EXERCISE DETAILS:
Write only the number of lines in the entries below that contain the word "still".

RECORDS FOR THE TASK:
PR #149, opened 2019-04-13
Update requirements

camenpihor:
* Add versions to requirements
* Add libraries necessary for testing and running notebooks
    * does not add `pymer4` since its pretty tricky to install

## Notes

* Versioning is floored at versions that support python 2


aloctavodia:
Great! `pymer4` is used only in one example, right? I agree is tricky to install it, maybe we should adapt that example to use just stats-models (assuming that's possible)

tyarkoni:
Haven't looked at the notebook in detail, but it looks like at least one of the examples includes crossed RFX, which AFAIK are still unsupported in statsmodels. @ejolly, thoughts?

I'm on board with removing `pymer4` from the list of test dependencies. I like that example notebook though, so worst case, we can just exclude it from testing.

As an aside, I notice that in the process of moving the notebooks, their history was erased. This isn't ideal. I don't suppose there's a way to recover that, @camenpihor? Failing that, we should at least add a note at the top of each one indicating who authored it...

ejolly:
Yea `pymer4` can be tricky to install and if it's only a testing dependency then maybe it can be ignored as per @tyarkoni's suggestion. Statsmodels has limited support for crossed-random effects (e.g. can't do fully crossed item _and_ subject random effects), but it can handle simple crossed random effects ok. I don't tend to use it very much because I find that that the estimates it yields are sometimes wonky compared to `lme4`. However, for the purposes of a demo I just created PR https://github.com/bambinos/bambi/pull/150 which includes a separate new notebook using statsmodels for the frequentist side of things, relying on a dataset they include with the package, and renaming the comparison notebook using pymer4. One thought is to include both notebooks, especially if users want to see how to simulate iid and random effects data or look at some "fancy" random effects plots in pymer4 alongside bambi's visuals :)

camenpihor:
Thanks for the reviews! And thanks for catching the lost history @tyarkoni ! Was there a way to avoid that? Would `git mv` have retained that? I will try now to recover, and I think regardless I should add a run date and author to the notebooks. 

As an aside, the notebooks aren't included in testing, but I generally feel like its nice to have a list of dependencies for notebooks in case someone wants to re-run or use them for learning (and I find that requirements-dev.txt is a good place to put those dependencies). All that's to say is that I think it's fine to not include pymer4 in the dependencies and still retain the notebook (I think it's a pretty cool notebook!), but maybe we should include some instructions on how to install pymer4 in the notebook or at least say that one should install it before running? -- I tried installing the python port of the require R packages using conda and had some trouble, and instead just installed R and the required packages. 

BUT I'm happy to do whatever someone else thinks is best!! :)

camenpihor:
I'll open up a new PR with the authors and run dates for the notebooks and their histories if I am able to  recover them. But let me know if there are more thoughts on this PR, thanks again everyone! :)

COMPLETED TASK:
2